De profeten hebben de liefdesverhouding van God en zijn volk niet beter kunnen tekenen dan door het beeld van de bruidstijd: ‘toen jullie Mij volgden in de woestijn’ (Jer. 2:2; Hos. 2:13 v). De symboliek van Israël als de bruid van de HEER vinden we vooral in de belofte van de heilstijd (Jer. 49:10; 61:10). ‘Zoals de bruidegom zich over de bruid verbljdt, zal God zich over u verblijden’ (Jes. 62:5). Het is in Jezus dat de bruidegom tot zijn bruid komt, de gemeente (Marc. 2:19; vgl. Matt. 25:1 vv; Ef. 5:31 v).

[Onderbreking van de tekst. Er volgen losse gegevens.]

PR #229, opened 2020-05-19
Bring back random in search LSK

stephanebisson:
Phabricator Link: https://phabricator.wikimedia.org/T248124

### Problem Statement

Having the random feature is really useful for testing. It allows going through a lot of articles quickly even on wikis where we can't write the language.

### Solution

Add the random article feature in the search LSK. There is no label but the button is enabled. This is controlled by the "RAND" environment variable. It is enabled in dev and disabled in prod.


src/utils/index.js
```diff
@@ -4,8 +4,8 @@ export * from './articleHistory'
 export * from './cachedFetch'
 export * from './canonicalizeTitle'
 export * from './confirm'
+export * from './featureFlags'
```
soham4abc, line 7: Works well

webpack.config.js
```diff
@@ -37,7 +37,9 @@ module.exports = {
     }),
     new webpack.DefinePlugin({
       APP_VERSION: JSON.stringify(require('./package.json').version),
-      INSTRUMENTATION: JSON.stringify(!!parseInt(process.env.INSTRUMENTATION))
+      INSTRUMENTATION: JSON.stringify(!!parseInt(process.env.INSTRUMENTATION)),
+      // "RANDOM" is already used in the terminal, so using just "RAND"
+      RANDOM: JSON.stringify(!!parseInt(process.env.RAND))
```
jpita, line 42: just nitpicking on naming:
`ARTICLE_RANDOMISER` better/clearer than `RANDOM`?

De apostelen zijn de bruidsjonkers (2 Kor. 11:2), de gemeente is de bruid van het Lam (of: de Knecht), op de hemelse bruiloft (Openb. 19:7 w; 21:9).
Categorie: B woorden
-
Boog
Was een jacht- en oorlogswapen (Gen. 27:3; Jes. 7:24; 1 Kon. 22:34; 1 Kron. 5:18). De boog was symbool van de strijd (Hos. 2:17; Zach. 9:10) en van kracht (Gen. 49:24; Job 29:20). Daarvan spreekt ook de boog in de wolken, het teken aan de hemel na de zondvloed, die wijst op Gods strijd tegen de machten van de chaos: ‘Met de pees van uw boog legt Gij op hen aan’ (Ps. 21:13). Maar zijn gevecht is ook het verbreken van de boog der goddelozen, het doen ophouden van de oorlogen tot het einde der aarde (Ps. 46:10; vgl. Jer. 49:35; Hos. 2:17; Openb. 6:2).